Records excerpted from a collection
PR #249, opened 2018-05-19
feat(926): Handle template namespace parsing [2]

tkyi:
## Context
We would like to introduce the concept of explicit namespaces into templates. People have historically been naming their templates with implicit namespaces by providing a template name with a slash in it. Since we want to be backwards compatible, we need to be able to parse the case where `namespace/name@version` is passed in along with the old format `name@version`, where `name` maybe contain `/`.

## Objective
This PR adds a `_getNameAndNamespace` method to first see if a template in that namespace exists. If it exists, it will try to return a template with that namespace. If no template exists with that namespace, it will revert to the old method of getting templates. This method will be called in all gets, creates, and lists for templates and templateTags.

Note: not sure if there's a better name for the methods: `_getNameAndNamespace` and `_getFullNameAndVersion `

## Related links
Blocked by https://github.com/screwdriver-cd/data-schema/pull/237
Related to https://github.com/screwdriver-cd/screwdriver/issues/926


minzcmu (approved):

Filbird (approved):

d2lam:
Hmmm I've stopped committing `package-lock.json`. Last time Tian checked, it does not do us any good. I think we can remove it, and add it to `.gitignore`

d2lam (approved):
small comment

lib/templateFactory.js
```diff
@@ -73,20 +136,74 @@ class TemplateFactory extends BaseFactory {
...
+     * @param  {Object}   config.params           Parameters to filter on
+     * @param  {Object}   config.paginate         Pagination parameters
+     * @param  {Number}   config.paginate.count   Number of items per page
+     * @param  {Number}   config.paginate.page    Specific page of the set to return
+     * @return {Promise}
+     */
+    list(config) {
+        if (config.params && config.params.name && !config.params.namespace) {
+            // eslint-disable-next-line no-underscore-dangle
+            return this._getNameAndNamespace(config.params.name).then((parsedTemplateName) => {
```
d2lam, line 152: Kinda weird we are doing the same `list` inside `_getNameAndNamespace` then again do another `list` in this function

tkyi: Yeah I'm not sure if there's a better way around this

PR #252, opened 2018-05-30
fix(653): Handle ~jobName for blockedBy

tkyi:
## Context
Since blockedBy is always using OR logic, we should at least make it consistent with previous workflow syntax by requiring a tilde before all the job names.

## Objective
This PR handles `blockedBy` when jobNames start with a tilde (`~`).

## Related links
Related to https://github.com/screwdriver-cd/screwdriver/issues/653
Blocked by https://github.com/screwdriver-cd/data-schema/pull/242

### DIFF
--- a/lib/build.js
+++ b/lib/build.js
@@ -33,8 +33,8 @@ function findIdsOfMatchedJobs(jobs, jobNames) {
  * @return {Promise}             Array of blockedby JobIds
  */
 function getBlockedByIds(pipeline, job) {
-    const blockedByNames = job.permutations[0].blockedBy;
-    let blockedByIds = [job.id]; // always blocked by itself
+    let blockedByNames = job.permutations[0].blockedBy;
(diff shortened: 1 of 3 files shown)


lib/build.js
```diff
@@ -40,14 +40,18 @@ function getBlockedByIds(pipeline, job) {
         return Promise.resolve(blockedByIds);
     }
 
+    const externalBlockedByNames = blockedByNames.filter(
+        name => name.startsWith('~sd@'));
+
+    for (let i = 0; i < blockedByNames.length; i += 1) {
```
jithine: `blockedByNames` still contains `~sd@` entries, however `findIdsOfMatchedJobs` filters it out.

So this block can be reduced to `blockedByNames = blockedByNames.map(name => name.replace('~', ''));`

minzcmu (approved):

jithine (approved):

PR #3123, opened 2022-07-14
Set cache-from and cache-to in x-bake

bensteinberg:
This is a test of https://github.com/harvard-lil/docker-compose-update-action/commit/d34050bacc80f864e5f202e5595a2e7bd2f5552b

### DIFF
--- a/docker-compose.override.yml
+++ b/docker-compose.override.yml
@@ -10,6 +10,10 @@ services:
         platforms:
           - linux/amd64
           - linux/arm64
+        cache-from:
+          - type=registry,ref='registry.lil.tools/harvardlil/perma-playwright:buildcache'
+        cache-to:
+          - type=registry,ref='registry.lil.tools/harvardlil/perma-playwright:buildcache,type=max'
       x-hash-paths:
         - requirements.txt
   web:
@@ -22,6 +26,10 @@ services:
         platforms:
           - linux/amd64
           - linux/arm64
+        cache-from:
+          - type=registry,ref='registry.lil.tools/harvardlil/perma-web:buildcache'
+        cache-to:
+          - type=registry,ref='registry.lil.tools/harvardlil/perma-web:buildcache,type=max'
       x-hash-paths:
         - perma_web/requirements.txt
         - perma_web/npm-shrinkwrap.json


matteocargnelutti (approved):
LGTM

bensteinberg:
@jcushman do you have any comment on the "Rebuild docker images" section of the build log? It's not clear to me whether
```
#7 [playwright] importing cache manifest from 'registry.lil.tools/harvardlil/perma-playwright:buildcache'
#7 ERROR: invalid reference format
```
is actually wrong, or just means the cache isn't there yet.

Also, I think 
```
+ python /home/runner/work/_actions/harvard-lil/docker-compose-update-action/main/update_tags.py -a load
errors:
denied: requested access to the resource is denied
unauthorized: authentication required
errors:
denied: requested access to the resource is denied
unauthorized: authentication required
```
is just because this is a PR, not a commit?

jcushman:
> @jcushman do you have any comment on the "Rebuild docker images" section of the build log? It's not clear to me whether
> 
> ```
> #7 [playwright] importing cache manifest from 'registry.lil.tools/harvardlil/perma-playwright:buildcache'
> #7 ERROR: invalid reference format
> ```
> 
> is actually wrong, or just means the cache isn't there yet.

Hopefully that the cache isn't there yet? Would see if that one persists.

> Also, I think
> 
> ```
> + python /home/runner/work/_actions/harvard-lil/docker-compose-update-action/main/update_tags.py -a load
> errors:
> denied: requested access to the resource is denied
> unauthorized: authentication required
> errors:
> denied: requested access to the resource is denied
> unauthorized: authentication required
> ```
> 
> is just because this is a PR, not a commit?

Huh, no, I don't know why that one is happening. For context that script is run here:

https://github.com/harvard-lil/docker-compose-update-action/blob/main/action.yml#L39

And the contents are here:

https://github.com/harvard-lil/docker-compose-update-action/blob/main/update_tags.py

"denied: requested access to the resource is denied" looks like the stderr from a docker command that isn't logged in. No docker command is run at the top of that script ... so let's assume that stderr is being printed in the log before stdout, even though the docker command comes later? But then, ok, what docker command isn't logged in? The only one I see in the script is `remote_tag_exists`, which should run `docker manifest inspect registry.lil.tools/harvardlil/perma-playwright:4-8ab77242e64440f2323b0ed4d63b8b58` to check if that tag exists yet. I think that command succeeds locally (i.e. reports unknown artifact since the new tag doesn't exist) even when logged out, so I don't know why it would print an error.

If `remote_tag_exists` is indeed the command that's complaining, the effect of it not working as expected would be that the tests would rebuild the images when they don't need to, as indicated by `Returning services-to-rebuild: ['playwright', 'web']`. So we could just charge ahead and see later if more work is being done than necessary.

jcushman (approved):

bensteinberg:
The push failed: `error: failed to solve: unknown cache exporter: "max'"`

jcushman:
The examples I saw didn't have single quotes; are those needed? Looks like it's reading them literally.

bensteinberg:
Ah, I bet the error of having `type` as the key for `max` is why I had to use the quotes, let me adjust #3124 accordingly

PR #3125, opened 2022-07-20
API CORS: Added "Content-Type" to the list of allowed headers

matteocargnelutti:
**Reason for adding this headers to the allow list:** 
Some preflight requests may have `Content-Type: "application/json"` in their headers, which may get rejected depending on client implementation of CORS.


bensteinberg (approved):
LGTM

PR #3126, opened 2022-07-20
For more efficient calculation of CaptureJob.order

rebeccacremona:
...especially when `human=False`.

Follow the adventure on Slack:
- diagnosing https://hlslil.slack.com/archives/C07URASMC/p1658246493230719
- fixing https://hlslil.slack.com/archives/C07URASMC/p1658344710507349

There is an extra migration in here, one I forgot to add back in https://github.com/harvard-lil/perma/commit/327ebd29a8bf6fa4e0d2d0adce5357590d947983... whoops.


bensteinberg (approved):
👍

PR #3127, opened 2022-07-21
More efficient calculation of CaptureJob.order, take 2

rebeccacremona:
Further discussion suggests that [adding an index](https://github.com/harvard-lil/perma/pull/3126) is not the best way to solve our problem: the query for adding capture jobs to the end of the queue is slow if `human=False`. Instead of adding an index, and thus making insert/update/delete somewhat slower and RAM pressure somewhat higher... we can remove the filter, and add to the end of the queue without considering the value of `human`. (Thanks, @jcushman !)

Since that code has not yet been deployed to prod, we are reverting instead of rolling forward. This PR deletes the migration that creates the index and tweaks the query as suggested.

This PR also adds (or more accurately, retains from #3126/does not revert) a migration that I forgot [back in May](https://github.com/harvard-lil/perma/commit/327ebd29a8bf6fa4e0d2d0adce5357590d947983), which we realized while working on this issue. 

Before deploying to stage, we will need to run `python manage.py migrate perma 0003_auto_20220120_1522` on stage; I do not know for sure if the following stage deployment will proceed as usual, but think it will.


matteocargnelutti (approved):
Yeeeeeeee 🚀 !!!

PR #3133, opened 2022-08-01
Hide the replayweb.page chrome unless `embed=False` is requested.

rebeccacremona:
The team decided that we'd rather hide the replayweb.page interface by default, displaying it only on demand or to power users. This PR hides it unless you supply the GET param `embed=False`. It does not add anything to the UI for power users: this will be just for us (or anyone who reads the code), for the time being.

New default:

image

With &embed=False:
image


bensteinberg (approved):
Thanks!

PR #3136, opened 2022-08-04
Wait for <h1> instead of just <html>

### LINKED ISSUE #3135: `test_create_link` needs to wait
Sometimes, `test_create_link` manages to load the deeply-nested element we use to check if the playback succeeded too quickly, and we fail with:
```
AssertionError: assert 'Example Domain' in ''
```
Let's tweak so that this test is less flaky. A sleep? Or, maybe, just making the selector more detailed, so that Playwright's built-in waiting mechanism works even better: perhaps we wait for the `h1`?

This should be quick to fix.

rebeccacremona:
Closes https://github.com/harvard-lil/perma/issues/3135

This passed 20 times in a row locally.


matteocargnelutti (approved):
🚀  !

PR #3138, opened 2022-08-04
Don't target the submitted URL; target the primary capture's URL.

rebeccacremona:
In most cases, a `Link`'s `.submitted_url` is the same as the `Link`'s [`.primary_capture.url`](https://github.com/harvard-lil/perma/blob/develop/perma_web/api/views.py#L486)... but not when a user uses the upload-your-own feature to [replace a broken capture with a PDF or image](https://github.com/harvard-lil/perma/blob/develop/perma_web/perma/models.py#L1702).

This PR updates client-side playbacks to point at the correct target URL... as we've long been doing with [server-side playback](https://github.com/harvard-lil/perma/blob/develop/perma_web/perma/views/common.py#L243).


matteocargnelutti (approved):
LGTM

Issue #3143, opened 2022-08-08
Add `noCache` to `<replay-web-page>` 


matteocargnelutti:
Prevent `<replay-web-page>` from caching payloads when loading `.warc.gz` files by using the `noCache` attribute [that was added to `<replay-web-page>` 1.6.4](https://github.com/webrecorder/replayweb.page/commit/6c6d66f03a86997d5fb8c7368664d326bb658420).

Quickly investigate and report on overall browser-side cacheing situation _(we know what `<replay-web-page>` stores, not what the browser decides to cache)_ to help determine that impact this feature could have on our bandwidth usage. 

Also have a look at our usage of [Clear-Site-Data: '"cache", "storage"'](https://github.com/harvard-lil/perma/blob/356567698d29d027c9885cee58fad7696b36ecf5/perma_web/replay/views.py#L35), and see if it's still necessary with `<replay-web-page noCache>`

matteocargnelutti:
Related: #3038

matteocargnelutti:
Implemented and merged -- Discussion about caching in #3142

PR #3145, opened 2022-08-13
replayweb.page 1.6.4 + `noCache`

matteocargnelutti:
✅  Implements #3143 

## Caching issue workaround 
Something _interesting_ happened while working on this PR: everything seemed to work fine, but a few minutes after a first successful playback, `<replay-web-page>` would fail to load the archive. 
How many minutes you ask? 15 exactly 👀 , the value of `WARC_PRESIGNED_URL_EXPIRES`. 

It seemed like `<replay-web-page>` was ignoring changes to its `source` attribute, and kept requesting an expired WARC url. 

It took me a while to figure out that it was actually the HTML documents for both `[GET] perma.test/{guid}` and `[GET] replay.perma.test/?guid={guid}` that were cached by the browser for longer than the WARC url was valid for. 

I repurposed the `bypass_cache_middleware()` middleware to make sure the HTML document served by `perma.test/{guid}` is not cached by the browser, and added the same headers to the response of `replay.perma.test/?guid={guid}`.

This seems to work locally, let's see how it goes on staging ... and prod?  
Let's also see if we want to fine-tune this: do we maybe want to let the browser cache these documents, but only for `WARC_PRESIGNED_URL_EXPIRES` seconds?

## Also included in this PR:
- Some of refactoring of `iframe.html`'s JavaScript. 
As I was trying to figure this caching situation out, I ended up re-using some of the clean-up code @rebeccacremona devised in multiple places. It therefore made sense to modularize things, which I ended up doing for the entire file. 
Happy to make changes, or revert to its original state. 
- Transition to `<script type="module">` so we can use top-level await, and more reliably predict when things are run. 
- A note in `install.md` to help deal with `mkcert` + Mac OS issue, when things go wrong.  
- Changed `DEFAULT_PLAYBACK_MODE` in `settings_common.py` so client-side playback.  

## Other caching considerations 
When using `noCache`, `<replay-web-page>` only stores CDX content in indexedDB, alongside some meta data about the  file it parsed. It uses this information to make ad-hoc range requests to the WARC file in order pull resources. 

I _think_, based on my observations of the network inspector on Chrome and Firefox, that the browser does cache these resources, as it would if they were loaded in a _"normal"_ context. 
It is not clear to met, yet, if the original `Cache-Control` header of the captured resource applies, or if it's been overridden somewhere in the process. TBD.

In any case, using `noCache` will mechanically generate many more HTTP requests to the WARC file _(many "small" instead of 1 large)_ than our current setup. Impact on our infrastructure: TBD as well.


perma_web/perma/middleware.py
```diff
@@ -20,11 +21,17 @@ def bypass_cache_middleware(get_response):
 
     def middleware(request):
         response = get_response(request)
-        if request.path.startswith(LOGIN_ROUTE) or request.path.startswith(LOGOUT_ROUTE):
+
+        if (request.path.startswith(LOGIN_ROUTE) or 
+              request.path.startswith(LOGOUT_ROUTE) or 
+              re.match(r'^\/[A-Z0-9]{4}\-[A-Z0-9]{4}', request.path)):
```
rebeccacremona: Ah, interesting idea to do this here. Maybe a good reminder to have it along with the code for the Cloudflare caching cookie, so that if we ever turn Cloudflare caching back on for these pages, we recall that things are complicated!

I wonder if a clearer alternative, that would not require route matching, would be to add to the responses in the view [here](https://github.com/harvard-lil/perma/blob/develop/perma_web/perma/views/common.py#L247) like you did with the replay.perma.test view? Do you prefer to handle this one at the middleware level?

If keeping the middleware approach, let's import and reuse this [regex pattern for GUIDS](https://github.com/harvard-lil/perma/blob/develop/perma_web/perma/urls.py#L17), so it catches old-style Perma Links like https://perma.cc/02EHS9c9WsR. (There are about 6K links with GUIDs like that, all of which start with "0")

rebeccacremona (changes requested):
Fantastic! Thanks for this and all the research/exploration that went into it!

I am especially appreciative of the refactor of the JS in `iframe.html`! It's great for me to read and see a clearer way of structuring things.

The adventure w/ `mkcert` and MacOS trust is such a bummer... So weird that that happens to some people.... And only 30 steps to fix 😅.

One quick thing in the middleware: I think either the regex needs tweaking, or this wants to be done in the view. But other than that, LGTM!

Since you said you want to discuss w/Ben before this goes to prod, maybe let's not merge until then, in case we need to merge security patches, etc. before then?

perma_web/perma/middleware.py
matteocargnelutti: @rebeccacremona I wasn't too sure, so figured I would group features that _"change headers on a subset of responses in order to deal with caching-related issues"_ together.

It makes a lot more sense to do it at `views` level in that case 😄 ! Moved it there. Thanks!

matteocargnelutti:
@rebeccacremona Thanks a lot for having a look! 

Yes, if everything looks good to you, we may want to approve this PR and make sure to discuss its devops-y implications with  @bensteinberg next week before merging 😄. 

Cheers.

rebeccacremona (approved):

perma_web/perma/middleware.py
rebeccacremona: Either approach seems fine to me 🤷‍♀️; thanks for making the tweak, looks good!

bensteinberg:
I'm taking the liberty of merging this so we can get it on stage.

bensteinberg:
(Whoops, jumped the gun, images from previously-merged PR were not built and pushed yet. I will re-run this build when that's done.)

Your instructions
Every line above that holds the word "seems" is to be found and copied.

Answer
This seems to work locally, let's see how it goes on staging ... and prod?  
rebeccacremona: Either approach seems fine to me 🤷‍♀️; thanks for making the tweak, looks good!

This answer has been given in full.